Author: Deirdre Wilson
Publisher: Cambridge University Press
Published: 2012-03-22
Total Pages: 397
ISBN-13: 052176677X
DOWNLOAD EBOOKWhen people speak, their words never fully encode what they mean, and the context is always compatible with a variety of interpretations. How can comprehension ever be achieved? Wilson and Sperber argue that comprehension is a process of inference guided by precise expectations of relevance. What are the relations between the linguistically encoded meanings studied in semantics and the thoughts that humans are capable of entertaining and conveying? How should we analyse literal meaning, approximations, metaphors and ironies?
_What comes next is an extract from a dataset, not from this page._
PR #211, opened 2026-08-14
test(web): pin SSE event wiring across Go, the registry, and the dashboard JS

l33tdawg:
Third and last split from the closed PR #200. Re-anchored onto current protected main (`9ff03586`) rather than replayed — the rebase surfaced two real gaps, described below.

## What this pins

Is the ability to understand speakers' meanings rooted in a more general human ability to understand other minds? How do these abilities interact in evolution and in cognitive development? Meaning and Relevance sets out to answer these and other questions, enriching and updating relevance theory and exploring its implications for linguistics, philosophy, cognitive science and literary studies.
Author: Wolfram Bublitz
Publisher: Walter de Gruyter
Published: 2011
Total Pages: 725
ISBN-13: 3110214253
DOWNLOAD EBOOKOpening the 9-volume-series Handbooks of Pragmatics, this handbook provides a comprehensive overview of the foundations of pragmatics. It covers the central theories as well as concepts and topics characteristic of mainstream pragmatics, i.e. the most widespread approach to the ways and means of using language in authentic social contexts. The articles provide both state of the art reviews and critical evaluations of research in pragmatics. Topics are thus not only considered within their scholarly context but are also critically evaluated from current perspectives.